*YOUR INSTRUCTIONS:* Print nothing but the lines below starting at the line that holds "- I had to run" and ending at the line that holds "### How to verify", including both, each exactly as written.

[Saved data entries]
PR #33883, opened 2023-09-13
RFC 70 - Automate sorting imports

kamilmielnik:
https://www.notion.so/metabase/70-Automate-sorting-imports-74133d1e110e4605b079d153baf57953

### Description

- Due to a huge diff the only way to review this is to go over [commits](https://github.com/metabase/metabase/pull/33883/commits) one by one
- There are 2 commits containing automatic fixes ([Run "yarn eslint-fix" 5 times](https://github.com/metabase/metabase/pull/33883/commits/a95906a9b3bf5af7da92ccbc1c2e446e7fcc2bba) & [Run "yarn prettier"](https://github.com/metabase/metabase/pull/33883/commits/004d139aef2dc500b9a6294adce8b526a094e350)), all other were manual or quasi-manual
    - I had to run `yarn eslint-fix` multiple times, as it was not able to fix all issues in a single run - with every subsequent run there were fewer and fewer rule violations
- `import/order` rule does not play well with comments or code in between import statements, so I had to do some adjustments before running `yarn eslint-fix`:
  - (75aa0de96bad2f9aeb0d6fdc714e12be44700979, 898d16ed8cc9061c453a20700b45815cb8578ec9) moved comments into the same line as imports
  - (d6b4e6d4395e6f4c40d64d57c5c8fd3d50de52a1) moved imports into a single block (where possible)
  - (1ae842d36e0bf967ace351fcd3984801c2e2d07a) moved or removed informative comments between import statements
  - (e1e072db4eb1df81c9fee182d4560f8df5a6c00d) removed imports-grouping comments (now superseded by `import/order` rule)
  - (071432d50668e907a3835b7e52b3ef53dbad4429) disabled `import/order` rule in files where apparently the order of imports matters
- After `yarn eslint-fix` there were still some files that eslint complained about, so I manually fixed them (b2e4a5420f037acbe3f5afef53ddd751b3aa5190)
- After all this there was 1 circular dependency issue that came up in unit tests - fixed in [this commit](https://github.com/metabase/metabase/pull/33883/commits/b31ec8d03a8e50e25b3ecc04cee37eb9739f9254)

This change should not be backported. I tried to work on this as soon as we cut the `release-x.49.x` branch.

### How to verify

- CI checks should pass (with exception of unrelated flaky tests mentioned below)
- App should work exactly the same
- Verify commits one by one
    - it's ok to skip the commits that merge `master` into this branch
[...]

PR #38948, opened 2024-02-20
Include e2e directory in prettier scripts

kamilmielnik:
Follow up on #33883

Resolves [Slack discussion](https://metaboat.slack.com/archives/C505ZNNH4/p1708419501886529?thread_ts=1708415055.711689&cid=C505ZNNH4)

### Description

Our `prettier` and `lint-prettier-pure` scripts did not include `e2e` dir: 96016df6d73ddd74d7e9ee8765bcdf0e078cc1b4
I updated them and then I just run `yarn prettier`: 9a6c36b523e08d7bd81dd406e895f1d242af6000


uladzimirdev (approved):

package.json
```diff
@@ -342,12 +342,12 @@
     "lint-eslint": "yarn build:cljs && yarn lint-eslint-pure",
     "lint-eslint-pure": "eslint --ext .js,.jsx,.ts,.tsx --rulesdir frontend/lint/eslint-rules --max-warnings 0 --report-unused-disable-directives enterprise/frontend/src frontend/src frontend/test e2e/test",
     "lint-prettier": "yarn && yarn lint-prettier-pure",
-    "lint-prettier-pure": "prettier '{enterprise/,}frontend/**/*.{js,jsx,ts,tsx,css}' --check",
+    "lint-prettier-pure": "prettier '{frontend,enterprise,e2e}/**/*.{js,jsx,ts,tsx,css}' --check",
```
WiNloSt, line 345: I'm not an expert in doing file patterns, but what I've tested is

```suggestion
    "lint-prettier-pure": "prettier '{{enterprise/,}frontend,e2e}/**/*.{js,jsx,ts,tsx,css}' --check",
```

This is supposed to keep the previous directory search
- `enterprise/frontend/*`
- `frontend/*`
- and add a new one `e2e/*`

The difference to the change in this PR is only `enterprise/*` vs `enterprise/frontend/*`

I think the impact would be minimal, but I'd like to keep just add `e2e` directory to the search if possible and not changing the other directories settings.

package.json
```diff
@@ -342,12 +342,12 @@
...
     "lint-yaml": "yamllint **/*.{yaml,yml} --ignore=node_modules/**/*.{yaml,yml}",
     "precommit": "lint-staged",
     "preinstall": "echo $npm_execpath | grep -q yarn || echo '\\033[0;33mSorry, npm is not supported. Please use Yarn (https://yarnpkg.com/).\\033[0m'",
     "prepare": "husky install",
-    "prettier": "prettier --write '{enterprise/,}frontend/**/*.{js,jsx,ts,tsx,css}'",
+    "prettier": "prettier --write '{frontend,enterprise,e2e}/**/*.{js,jsx,ts,tsx,css}'",
```
WiNloSt, line 350: The comment above also applies.

package.json
kamilmielnik: Notice that `lint-staged` scripts are working with the entire `enterprise` directory, not `enterprise/frontend`, so now it will be more in sync (still not perfectly though).

> I think the impact would be minimal, but I'd like to keep just add e2e directory to the search if possible and not changing the other directories settings.

Makes sense but only if we change `lint-staged` scripts too.

It's best to merge this PR ASAP to prevent other people from experiencing the problem.
I'll submit a follow-up PR that will align `scripts` and `lint-staged` scripts to use the same paths.

Sounds good?

WiNloSt: Sounds good. Glad to have this PR go into master ASAP

WiNloSt (approved):

npretto:
In the past I always did `prettier --write .` and let it format everything, if needed I setup a prettier ignore file (for example for the builds). For lint staged I usually just do `prettier --write --ignore-unknown` which ignores files it doesn't know how to format.

What do you think about it?

This ^ will also format json,md,yaml and all the other files types that prettier knows how to format, I like that, but it's a change not everybody could agree

kamilmielnik:
> In the past I always did `prettier --write .` and let it format everything, if needed I setup a prettier ignore file (for example for the builds). For lint staged I usually just do `prettier --write --ignore-unknown` which ignores files it doesn't know how to format.
> 
> What do you think about it?

@npretto I'm on board with this :+1:  

> This ^ will also format json,md,yaml and all the other files types that prettier knows how to format, I like that, but it's a change not everybody could agree

Not sure if RFC is needed, but it would not hurt asking during frontend guild or in Slack.

kamilmielnik:
> For lint staged I usually just do `prettier --write --ignore-unknown` which ignores files it doesn't know how to format.

@npretto Paths that we use for `lint-staged` are rather _optimized_, so this might result in increased running time of git hooks.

*RESPONSE TO THIS EXERCISE:*
    - I had to run `yarn eslint-fix` multiple times, as it was not able to fix all issues in a single run - with every subsequent run there were fewer and fewer rule violations
- `import/order` rule does not play well with comments or code in between import statements, so I had to do some adjustments before running `yarn eslint-fix`:
  - (75aa0de96bad2f9aeb0d6fdc714e12be44700979, 898d16ed8cc9061c453a20700b45815cb8578ec9) moved comments into the same line as imports
  - (d6b4e6d4395e6f4c40d64d57c5c8fd3d50de52a1) moved imports into a single block (where possible)
  - (1ae842d36e0bf967ace351fcd3984801c2e2d07a) moved or removed informative comments between import statements
  - (e1e072db4eb1df81c9fee182d4560f8df5a6c00d) removed imports-grouping comments (now superseded by `import/order` rule)
  - (071432d50668e907a3835b7e52b3ef53dbad4429) disabled `import/order` rule in files where apparently the order of imports matters
- After `yarn eslint-fix` there were still some files that eslint complained about, so I manually fixed them (b2e4a5420f037acbe3f5afef53ddd751b3aa5190)
- After all this there was 1 circular dependency issue that came up in unit tests - fixed in [this commit](https://github.com/metabase/metabase/pull/33883/commits/b31ec8d03a8e50e25b3ecc04cee37eb9739f9254)

This change should not be backported. I tried to work on this as soon as we cut the `release-x.49.x` branch.

### How to verify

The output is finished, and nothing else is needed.